WORK INSTRUCTION
Retype all of the entries exactly as they appear.

Items listed in a dataset
=== Section Start ===

PR #235, opened 2018-04-17
Create a common interface for the license header

### LINKED ISSUE #233: Interface for licenseHeaderFile licenseHeader
I'd like to be able to do something like this:
```kotlin
fun <T: SimpleLicenseInterfaceThatNeedsBetterName & FormatExtension> T.customConfig() {
        trimTrailingWhitespace()
        endWithNewline()
        /*
         * This adds the Plexxi License header to all of the Kotlin files & checks for it's
         * presence/correctness when running `spotlessCheck`.
         */
        licenseHeaderFile("${project.rootDir}/spotless.license")
        /*
         * Checks for authorship on the Kotin source files and fails spotlessCheck if present.
         */
        custom("authorship", ::checkForAuthorship)
}

spotless {
    kotlin {
        customConfig()
    }
    java {
        customConfig()
    }
}
```

Suggestions for a better name than `SimpleLicenseInterfaceThatNeedsBetterName`?

JLLeitschuh:
Closes #233

- [ ] a summary of the change

### DIFF
--- a/plugin-gradle/src/main/java/com/diffplug/gradle/spotless/SimpleLicenseHeaderExtension.java
+++ b/plugin-gradle/src/main/java/com/diffplug/gradle/spotless/SimpleLicenseHeaderExtension.java
@@ -1,0 +1,34 @@
+/*
+ * Copyright 2016 DiffPlug
+ *
+ * Licensed under the Apache License, Version 2.0 (the "License");
+ * you may not use this file except in compliance with the License.
+ * You may obtain a copy of the License at
+ *
+ *     http://www.apache.org/licenses/LICENSE-2.0
+ *
+ * Unless required by applicable law or agreed to in writing, software
+ * distributed under the License is distributed on an "AS IS" BASIS,
+ * WITHOUT WARRANTIES OR CONDITIONS OF ANY KIND, either express or implied.
+ * See the License for the specific language governing permissions and
+ * limitations under the License.
+ */
+package com.diffplug.gradle.spotless;
+
+/**
+ *
+ */
+public interface SimpleLicenseHeaderExtension {
+
+	/**
+	 * @param licenseHeader
+	 *            Content that should be at the top of every file.
+	 */
+	FormatExtension.LicenseHeaderConfig licenseHeader(String licenseHeader);
+
+	/**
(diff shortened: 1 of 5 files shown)


plugin-gradle/src/main/java/com/diffplug/gradle/spotless/SimpleLicenseHeaderExtension.java
```diff
@@ -0,0 +1,34 @@
...
+ * distributed under the License is distributed on an "AS IS" BASIS,
+ * WITHOUT WARRANTIES OR CONDITIONS OF ANY KIND, either express or implied.
+ * See the License for the specific language governing permissions and
+ * limitations under the License.
+ */
+package com.diffplug.gradle.spotless;
+
+/**
+ *
+ */
```
nedtwigg: Without seeing the issue that triggered this PR, it's not obvious what the point of this refactoring is.  Maybe this would help?

Rename to `HasBuiltinDelimiterForLicense`.  Then you can add javadoc that says something like:

Every `FormatExtension` has a method `license(licenseContent, licenseDelimiter)`, where `licenseDelimiter` is a regex that separates the license part of the code from the content.  For some kinds of format - such as java, kotlin, and groovy - we already have a defined delimiter, so users don't have to provide it.  By having the java, kotlin, and groovy formats implement this interface, you can write generic code for enforcing whitespace and licenses.

When the documentation for a feature takes more effort than working-around not having it, that's a code smell.  It's a sign that most users are going to continue to work around it, because it takes less effort to workaround than to read and understand the docs to avoid the workaround.

If you still want to add it, I'll merge after you've renamed and improved docs.  If you also now lean towards this being a little over-engineered, then that's good with me too :)

JLLeitschuh: Nah, I think your suggestion for documentation is right. I just totally dropped the ball. Also, I like the better name. Thanks!

nedtwigg:
LGTM, update changelog and I'll merge 👍

JLLeitschuh:
@nedtwigg Should be good to go.

PR #239, opened 2018-04-28
Applied common Spotless Eclipse framework to JDT

fvgh:
Applied common Spotless Eclipse framework to JDT (see #234).
Updated version and artifact ID as discussed in #226.

PR #253, opened 2018-05-30
Refactored Eclipse formatter configuration and step creation

fvgh:
Refactored Eclipse formatter configuration and step creation to support dependency version locks and version dependent implementation interfaces.

Dependency version locks are required in case Eclipse formatters dependencies are (partly) no longer part of a single fat JAR.
Support of version dependent interface implementation shall ensure flexibility for future interfaces changes (renaming, adding logging options, ...).
As part of the refactoring, user data checks have been added for Eclipse formatter configurations.
Added support of user dependency modifications of Eclipse formatters.
Changed JarState to cope with multiple coordinates.
Added hash comparison to FileSignature.


fvgh:
The PR is not complete.  Currently there are still the following tasks open:
*  User documentation and change record adaptation is missing
*  Conflicts to be resolved

Before I continue, I would prefer that we have an agreement on the interface changes and the location and scope of the new functionality.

=== Section End ===

FINISHED TASK
PR #235, opened 2018-04-17
Create a common interface for the license header

### LINKED ISSUE #233: Interface for licenseHeaderFile licenseHeader
I'd like to be able to do something like this:
```kotlin
fun <T: SimpleLicenseInterfaceThatNeedsBetterName & FormatExtension> T.customConfig() {
        trimTrailingWhitespace()
        endWithNewline()
        /*
         * This adds the Plexxi License header to all of the Kotlin files & checks for it's
         * presence/correctness when running `spotlessCheck`.
         */
        licenseHeaderFile("${project.rootDir}/spotless.license")
        /*
         * Checks for authorship on the Kotin source files and fails spotlessCheck if present.
         */
        custom("authorship", ::checkForAuthorship)
}

spotless {
    kotlin {
        customConfig()
    }
    java {
        customConfig()
    }
}
```

Suggestions for a better name than `SimpleLicenseInterfaceThatNeedsBetterName`?

JLLeitschuh:
Closes #233

- [ ] a summary of the change

### DIFF
--- a/plugin-gradle/src/main/java/com/diffplug/gradle/spotless/SimpleLicenseHeaderExtension.java
+++ b/plugin-gradle/src/main/java/com/diffplug/gradle/spotless/SimpleLicenseHeaderExtension.java
@@ -1,0 +1,34 @@
+/*
+ * Copyright 2016 DiffPlug
+ *
+ * Licensed under the Apache License, Version 2.0 (the "License");
+ * you may not use this file except in compliance with the License.
+ * You may obtain a copy of the License at
+ *
+ *     http://www.apache.org/licenses/LICENSE-2.0
+ *
+ * Unless required by applicable law or agreed to in writing, software
+ * distributed under the License is distributed on an "AS IS" BASIS,
+ * WITHOUT WARRANTIES OR CONDITIONS OF ANY KIND, either express or implied.
+ * See the License for the specific language governing permissions and
+ * limitations under the License.
+ */
+package com.diffplug.gradle.spotless;
+
+/**
+ *
+ */
+public interface SimpleLicenseHeaderExtension {
+
+	/**
+	 * @param licenseHeader
+	 *            Content that should be at the top of every file.
+	 */
+	FormatExtension.LicenseHeaderConfig licenseHeader(String licenseHeader);
+
+	/**
(diff shortened: 1 of 5 files shown)


plugin-gradle/src/main/java/com/diffplug/gradle/spotless/SimpleLicenseHeaderExtension.java
```diff
@@ -0,0 +1,34 @@
...
+ * distributed under the License is distributed on an "AS IS" BASIS,
+ * WITHOUT WARRANTIES OR CONDITIONS OF ANY KIND, either express or implied.
+ * See the License for the specific language governing permissions and
+ * limitations under the License.
+ */
+package com.diffplug.gradle.spotless;
+
+/**
+ *
+ */
```
nedtwigg: Without seeing the issue that triggered this PR, it's not obvious what the point of this refactoring is.  Maybe this would help?

Rename to `HasBuiltinDelimiterForLicense`.  Then you can add javadoc that says something like:

Every `FormatExtension` has a method `license(licenseContent, licenseDelimiter)`, where `licenseDelimiter` is a regex that separates the license part of the code from the content.  For some kinds of format - such as java, kotlin, and groovy - we already have a defined delimiter, so users don't have to provide it.  By having the java, kotlin, and groovy formats implement this interface, you can write generic code for enforcing whitespace and licenses.

When the documentation for a feature takes more effort than working-around not having it, that's a code smell.  It's a sign that most users are going to continue to work around it, because it takes less effort to workaround than to read and understand the docs to avoid the workaround.

If you still want to add it, I'll merge after you've renamed and improved docs.  If you also now lean towards this being a little over-engineered, then that's good with me too :)

JLLeitschuh: Nah, I think your suggestion for documentation is right. I just totally dropped the ball. Also, I like the better name. Thanks!

nedtwigg:
LGTM, update changelog and I'll merge 👍

JLLeitschuh:
@nedtwigg Should be good to go.

PR #239, opened 2018-04-28
Applied common Spotless Eclipse framework to JDT

fvgh:
Applied common Spotless Eclipse framework to JDT (see #234).
Updated version and artifact ID as discussed in #226.

PR #253, opened 2018-05-30
Refactored Eclipse formatter configuration and step creation

fvgh:
Refactored Eclipse formatter configuration and step creation to support dependency version locks and version dependent implementation interfaces.

Dependency version locks are required in case Eclipse formatters dependencies are (partly) no longer part of a single fat JAR.
Support of version dependent interface implementation shall ensure flexibility for future interfaces changes (renaming, adding logging options, ...).
As part of the refactoring, user data checks have been added for Eclipse formatter configurations.
Added support of user dependency modifications of Eclipse formatters.
Changed JarState to cope with multiple coordinates.
Added hash comparison to FileSignature.


fvgh:
The PR is not complete.  Currently there are still the following tasks open:
*  User documentation and change record adaptation is missing
*  Conflicts to be resolved

Before I continue, I would prefer that we have an agreement on the interface changes and the location and scope of the new functionality.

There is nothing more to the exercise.